Adjusting Dialysis Parameters for Thermal Stability

The dialysis machine itself influences the patient’s thermal state through the temperature of the dialysate, the fluid used to filter the blood. The blood flowing through the machine exchanges heat with the dialysate before being returned to the body. Conventionally, the dialysate temperature is set around 37°C (98.6°F) in an attempt to match the patient’s core body temperature.

However, even a dialysate temperature of 37°C can sometimes cause a slight increase in the patient’s core temperature. This thermal gain can trigger a natural response called vasodilation, where blood vessels near the skin surface widen to release heat. This vasodilation can lead to a drop in blood pressure, and paradoxically, the subsequent efforts to correct the temperature can result in a chill. The physiological difference between the threshold for skin vasodilation and the onset of shivering is very small, often only 0.3°C to 0.8°C.

A technique known as thermoneutral or cooled dialysis involves setting the dialysate temperature lower, typically in the range of 35°C to 36°C, or often 0.5°C below the patient’s resting core temperature. This slight cooling prevents the core temperature from rising, which improves hemodynamic stability and can reduce the incidence of intradialytic hypotension. While this cooled dialysate can sometimes cause discomfort and even shivering in some patients, it is a clinically proven method to avoid the heat-related physiological stress that can precede chills. Furthermore, the rate of ultrafiltration, which is the removal of excess fluid, can also affect thermal stability; rapid fluid shifts can sometimes lead to blood pressure drops that manifest as chills.

Protocols for Preventing Contamination and Infection

The most concerning cause of chills and rigors during dialysis is an infection or a pyrogenic reaction, which is the body’s response to bacterial byproducts like endotoxins. These reactions can be a sign of a bloodstream infection, which requires immediate attention. Preventive measures focus on maintaining a sterile environment and preventing the entry of contaminants into the patient’s circulation.

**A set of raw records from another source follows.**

PR #3619, opened 2026-09-03
[objective_c] Don't abort the process when NSInputStream is read or closed after the Dart port is gone

### LINKED ISSUE #3618: [objective_c] NSInputStream adapter aborts the process when NSURLSession reads/closes the body stream after the Dart side closed it
### Summary

`DartInputStreamAdapter` — the `NSInputStream` behind `Stream.toNSInputStream()` — asserts that every `Dart_PostInteger_DL` to its Dart owner succeeds (`NSCAssert(success, @"DartInputStreamAdapter: Dart_PostCObject_DL failed.")` in `read:maxLength:` and `close`). The build hook compiles `src/*.m` without `NS_BLOCK_ASSERTIONS`, so the assertion is live in release builds: when it fails it raises `NSInternalInconsistencyException` on whatever thread touched the stream and kills the app.

The post fails legitimately once the Dart side has closed its port, and there is a common path to that:

1. Dart calls `NSInputStream.close()` → the adapter posts `-1` → the Dart listener in `ns_input_stream.dart` closes the `ReceivePort`.
2. The `NSURLSession` that was handed the stream as `HTTPBodyStream` still owns it, and issues one more `read:maxLength:` (`RequestBodyStream::_onqueue_resume()`) or `close` (`RequestBodyStream::cleanup()`) on its loader thread.
3. `read:` sees `_status == NSStreamStatusClosed` (not `NotOpen`), enters the wait loop, posts to the closed port → assert. `close` posts `-1` again → assert.

`package:cupertino_http` closes the body stream as soon as the task completes (the `finally` block in `CupertinoClient.send`), so any streamed-body request that completes with an error or is cancelled right after `resume` can hit this.

### Field data

Top fatal crash of a production Flutter app that streams multi-hundred-MB uploads through `cupertino_http` 2.4.0 / `objective_c` 9.4.1 (~20 users a week). Crashlytics:

```
NSInternalInconsistencyException: DartInputStreamAdapter: Dart_PostCObject_DL failed.
Thread: com.apple.NSURLConnectionLoader (crashed)
  ... objc_exception_throw
  -[NSMutableDictionary(NSMutableDictionary) initWithContentsOfFile:]   (misattributed Foundation frame)
  -[DOBJCDartInputStreamAdapter read:maxLength:]
  invocation function for block in RequestBodyStream::_onqueue_resume()
  ...
```

and the same exception from `-[DOBJCDartInputStreamAdapter close]` ← `RequestBodyStream::cleanup()`.

### Expected

A read or close on a stream whose Dart side is gone should fail that stream (`read:` returning -1 / `streamStatus` error, `close` a no-op), not abort the process.

hokeroid:
Fixes #3618.

`DartInputStreamAdapter` (the `NSInputStream` behind `Stream.toNSInputStream()`) asserted that every `Dart_PostInteger_DL` to its Dart owner succeeds. It doesn't once the Dart side has closed its port — which happens legitimately: `NSInputStream.close` from Dart posts `-1` and the Dart listener closes the port, but an `NSURLSession` that was handed the stream as `HTTPBodyStream` still owns it and may issue one more `read:maxLength:` (`RequestBodyStream::_onqueue_resume`) or `close` (`RequestBodyStream::cleanup`) on its loader thread afterwards. `package:cupertino_http` closes the body stream as soon as the task completes, so a request that completes with an error or is cancelled right after `resume` hits this reliably. The build hook compiles without `NS_BLOCK_ASSERTIONS`, so the `NSCAssert` is live in release builds and the failed post raised `NSInternalInconsistencyException` on a CFNetwork thread, killing the app (details and field stacks in the issue).

Changes:

- `close` is idempotent: a second close is a no-op instead of a second message to a port the first close already told to shut down.
- `read:maxLength:` on a closed stream returns -1 without touching the port.
- A failed post inside `read:` marks the stream errored (`streamStatus == NSStreamStatusError`, `streamError` set) and returns -1 instead of asserting, so a stream whose Dart side is gone fails the request rather than aborting the process.

Tests: two regression tests in `ns_input_stream_test.dart` (`read after close`, `close twice`). Both let the Dart side process the close first — that is what makes the unpatched adapter assert.

Verified locally (macOS arm64, Dart 3.11.0): `dart test test/ns_input_stream_test.dart` — 22/22 pass with the patch; with the unpatched `input_stream_adapter.m` the two new tests abort the test process (`libc++abi: terminating due to uncaught exception of type NSException`), which is the field crash.

### DIFF
--- a/pkgs/objective_c/src/input_stream_adapter.m
+++ b/pkgs/objective_c/src/input_stream_adapter.m
@@ -77,10 +77,23 @@
 
 - (void)close {
   [_dataCondition lock];
+  if (_status == NSStreamStatusClosed) {
+    // Already closed. NSURLSession closes the body stream it was handed when
+    // the task finishes, independently of the Dart owner closing it (e.g.
+    // cupertino_http closes the stream as soon as the request completes or
+    // is cancelled); the second close must be a no-op, not a second message
+    // to a port that the first close already told to shut down.
+    [_dataCondition unlock];
+    return;
+  }
   _status = NSStreamStatusClosed;
   if (!_done && _error == nil) {
-    __unused const bool success = Dart_PostInteger_DL(_sendPort, -1);
-    NSCAssert(success, @"DartInputStreamAdapter: Dart_PostCObject_DL failed.");
+    // A failed post means the Dart side has already closed its port — there
+    // is nobody left to notify, which is fine for a close.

Strict adherence to hand hygiene by both staff and patients is a fundamental requirement before accessing the vascular site. Staff must follow rigorous sterile techniques when cannulating the fistula, graft, or catheter, as the access site is a potential entry point for bacteria. This includes thorough cleaning and disinfection of the access site before needle insertion. Catheters carry the highest risk of infection, making meticulous care and the “scrub-the-hub” protocol for the catheter ports essential.

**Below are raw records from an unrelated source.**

Issue #2453, opened 2025-07-28
[ffigen,jnigen] symbols.json -> symbols.dart


dcharkes:
**~~2025-08-18 Changed to generate annotations instead of a Dart file.~~ Changed back to Dart file.**

@HosseinYousefi @liamappelbe Should we consider generating Dart instead of JSON for the symbols file?

Reasoning: Now that we're transitioning to the config file being Dart code, you could argue that the imported symbols from other bindings are also configuration and Dart code. We'd basically use a very big const object literal.

Pros:

* Less worrying about version skew of the JSON format, you can rely on the Dart analyzer for if fields exist. (Just avoid making a field of an object get different semantics.)
* No file-system gymnastics to find the symbols.dart, it can simply be imported as `package:other_package/jnigen_symbols.dart`.

Cons:

* Public API gets an extra `jnigenSymbols` global var cluttering the API docs. (We could consider `@nodoc`.) But maybe this is actually a pro instead of con. No magic.
* Not compatible with with yaml config. (Probably fine, you're likely only importing symbols on a new project, so you can opt to use the Dart config.)

WDYT @HosseinYousefi @liamappelbe? Any concerns? Thoughts?

(Context: Inspired by the discussions on running code generators on multiple packages https://github.com/dart-lang/sdk/issues/56512#issuecomment-3125842021)

liamappelbe:
SGTM. Ffigen currently uses yaml for its symbol files. So adding a Dart API format feel less redundant and confusing than adding a JSON format.

HosseinYousefi:
I see two problems with this:

* If we want to continue using yaml for simple use cases then we can't import symbols anymore.
* Not only we expose `jnigenSymbols` but we also expose the internal jnigen classes used for API stability alongside the classes used for transformations. So users will see both `StabilityMethod` and `Method`. We could expose `jnigenSymbols` in a json-like `Map<String, dynamic>` format that then gets parsed internally but we lose the pro about the version skew.

dcharkes:
> * So users will see both `StabilityMethod` and `Method`.

This is kind of a very similar issue to https://github.com/dart-lang/native/issues/2135, the same concept existing in different phases. I think we should probably just embrace that and come up with good names. E.g. Flutter has `XxxWidget` and `XxxElement`.

> * If we want to continue using yaml for simple use cases then we can't import symbols anymore.

Yeah, we should deprecate and remove them at the same time.

HosseinYousefi:
[...]

PR #3622, opened 2026-09-08
[ffigen] dart symbol files

dcharkes:
Very unpolished and very unreviewed AI attempt at:

* https://github.com/dart-lang/native/issues/2453


liamappelbe (commented):
Looks ok to me, at a high level. My only API feedback is that I like your suggestion on the bug about putting the conversion to `importType` function directly on the `FfigenSymbols` object. Here you've added a new `importFromSymbols` top level function instead.

dcharkes:
We will only pursue this after we've removed support for the YAML files. We're currently only deprecating those.

We can just point AI at this PR and tell it to revive it and clean it up when the time is ripe.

The quality of the water used to create the dialysate must be continuously monitored, as contaminated water or dialysate can introduce endotoxins and bacteria into the blood. Dialysis facilities must meet stringent standards for water treatment and equipment sterilization, including the proper disinfection of the dialyzer and tubing between uses. Patients should immediately report any signs of a potential access site infection, such as redness, swelling, pain, or drainage, to their healthcare team before their treatment begins.